「自分軸」を探しすぎて、かえって迷子になるとき

「自分軸」を探しすぎて、かえって迷子になるとき

記事
コラム
「自分軸はあったほうがいい」
この言葉に、違和感を覚える人はあまりいないだろう。

周りに流されず、自分の価値観で選び、自分の人生を生きる。
それはとても健やかで、理想的な在り方に思える。
実際、情報が溢れ、人の意見が簡単に目に入ってしまう今の時代、自分軸の重要性は何度も語られてきた。
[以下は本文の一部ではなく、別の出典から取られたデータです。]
PR #500, opened 2024-12-12
External Logging

lollerfirst:
### Description

Defines a `ElasticsearchLayer` which implements `Layer` and can subscribe to tracing events and transmit them to ElasticSearch (specifically, another service might require another apposite Layer)

`ElastiSearccLayer` creates a multi producer single consumer channel and spawns a task that continuously attempts to receive log messages. In the `Layer` trait implementation `on_event` is called everytime a thread logs message and it write that message to the channel.

### DIFF
--- a/crates/cdk-mintd/Cargo.toml
+++ b/crates/cdk-mintd/Cargo.toml
@@ -1,6 +1,6 @@
 [package]
 name = "cdk-mintd"
-version = "0.5.0"
+version = "0.6.0"
 edition = "2021"
 authors = ["CDK Developers"]
 license = "MIT"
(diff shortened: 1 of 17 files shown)


crates/cdk-mintd/src/loggers.rs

けれど一方で、こんな感覚を抱いたことはないだろうか。
「自分軸を見つけよう」と必死になればなるほど、なぜか自分の輪郭がぼやけていくような感覚。
考えれば考えるほど、何が本音で、何が正解なのかわからなくなる——。

これは決して珍しいことではない。

❇️自分軸を「作ろう」とした瞬間に起きること


自分軸を持とうとするとき、私たちは無意識のうちに「理想の自分軸」を探し始める。
ブレない自分。
迷わない自分。
周囲に左右されない、芯の通った自分。

そして、その理想像をもとにこう問い始める。
「この選択は自分軸に沿っているだろうか」
「これは本当に自分の気持ちなのだろうか」
「もっと正しい答えがあるのではないか」

気づけば、心の中はチェックリストでいっぱいになる。
その結果、今感じている小さな感情や違和感は置き去りにされ、“自分を生きるためのはずの自分軸”が、いつの間にか自分を縛る基準になってしまうことがある。

❇️それは本当に「自分」から生まれたものだろうか

自分軸を意識しすぎると、他人の言葉や成功例、理想論を材料にして「それっぽい自分軸」を組み立ててしまうことがある。

「こう考えられる人が自立している」
「これを選べる人が強い」
「迷わない人が自分軸を持っている」

そうした価値観を内側に取り込むと、自分の中にあるはずの声よりも、“正しそうな基準”のほうが大きくなっていく。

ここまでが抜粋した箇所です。